TASK ITEM:
For the entries below, report every line that includes the word "GenericEndpointSpec".

━━━━━ RECORDS TO USE

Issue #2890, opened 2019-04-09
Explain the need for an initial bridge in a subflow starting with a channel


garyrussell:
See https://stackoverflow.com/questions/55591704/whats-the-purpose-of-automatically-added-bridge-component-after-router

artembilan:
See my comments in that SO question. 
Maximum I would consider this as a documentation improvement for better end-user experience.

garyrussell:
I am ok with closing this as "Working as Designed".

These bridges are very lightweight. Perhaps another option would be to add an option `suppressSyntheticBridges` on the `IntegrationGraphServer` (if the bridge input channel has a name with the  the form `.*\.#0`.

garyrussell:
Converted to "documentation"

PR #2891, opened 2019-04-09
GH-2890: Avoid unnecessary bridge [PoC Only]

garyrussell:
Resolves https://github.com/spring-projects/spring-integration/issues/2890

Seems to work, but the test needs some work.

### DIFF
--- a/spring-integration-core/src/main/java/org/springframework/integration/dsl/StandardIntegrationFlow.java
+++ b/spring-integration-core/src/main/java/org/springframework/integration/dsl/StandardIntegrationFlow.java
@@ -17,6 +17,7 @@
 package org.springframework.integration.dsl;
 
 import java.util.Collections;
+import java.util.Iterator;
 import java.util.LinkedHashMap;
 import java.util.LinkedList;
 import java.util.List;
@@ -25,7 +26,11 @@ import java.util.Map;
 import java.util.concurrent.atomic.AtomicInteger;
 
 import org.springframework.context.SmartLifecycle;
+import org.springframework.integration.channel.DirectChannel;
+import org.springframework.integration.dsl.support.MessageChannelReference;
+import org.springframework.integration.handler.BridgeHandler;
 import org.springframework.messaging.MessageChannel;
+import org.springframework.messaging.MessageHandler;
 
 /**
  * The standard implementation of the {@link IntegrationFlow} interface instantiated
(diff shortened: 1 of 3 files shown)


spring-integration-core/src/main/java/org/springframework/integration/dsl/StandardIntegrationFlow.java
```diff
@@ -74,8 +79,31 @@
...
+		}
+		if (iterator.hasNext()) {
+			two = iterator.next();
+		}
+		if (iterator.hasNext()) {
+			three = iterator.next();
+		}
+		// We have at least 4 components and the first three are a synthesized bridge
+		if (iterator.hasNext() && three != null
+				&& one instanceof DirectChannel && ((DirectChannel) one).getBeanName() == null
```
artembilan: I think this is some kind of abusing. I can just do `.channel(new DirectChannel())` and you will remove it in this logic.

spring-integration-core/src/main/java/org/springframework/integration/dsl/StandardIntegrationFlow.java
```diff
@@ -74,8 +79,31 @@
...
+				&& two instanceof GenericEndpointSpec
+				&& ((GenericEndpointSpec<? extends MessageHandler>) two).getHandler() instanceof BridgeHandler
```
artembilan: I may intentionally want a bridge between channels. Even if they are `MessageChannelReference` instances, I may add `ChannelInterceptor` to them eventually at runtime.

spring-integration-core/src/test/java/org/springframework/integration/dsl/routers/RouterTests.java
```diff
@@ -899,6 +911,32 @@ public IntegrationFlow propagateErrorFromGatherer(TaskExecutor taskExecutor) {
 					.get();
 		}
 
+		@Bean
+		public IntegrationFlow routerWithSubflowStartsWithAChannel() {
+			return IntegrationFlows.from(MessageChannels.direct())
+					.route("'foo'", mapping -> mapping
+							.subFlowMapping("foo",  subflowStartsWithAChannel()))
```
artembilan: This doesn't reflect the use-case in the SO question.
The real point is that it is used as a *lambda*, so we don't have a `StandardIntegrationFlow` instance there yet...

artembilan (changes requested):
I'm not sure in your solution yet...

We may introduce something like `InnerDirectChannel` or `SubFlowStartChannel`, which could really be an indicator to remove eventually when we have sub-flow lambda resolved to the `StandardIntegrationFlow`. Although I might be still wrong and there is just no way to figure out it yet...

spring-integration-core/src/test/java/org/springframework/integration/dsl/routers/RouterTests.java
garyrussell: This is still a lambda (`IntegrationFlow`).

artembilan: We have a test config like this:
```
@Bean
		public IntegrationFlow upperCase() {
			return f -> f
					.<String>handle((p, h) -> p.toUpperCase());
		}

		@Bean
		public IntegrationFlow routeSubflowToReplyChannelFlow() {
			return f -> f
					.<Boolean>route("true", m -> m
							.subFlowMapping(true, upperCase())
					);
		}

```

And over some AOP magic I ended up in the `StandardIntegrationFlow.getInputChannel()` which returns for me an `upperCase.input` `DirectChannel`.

━━━━━━━━━━

OUTPUT FOR THIS EXERCISE:
+				&& two instanceof GenericEndpointSpec
+				&& ((GenericEndpointSpec<? extends MessageHandler>) two).getHandler() instanceof BridgeHandler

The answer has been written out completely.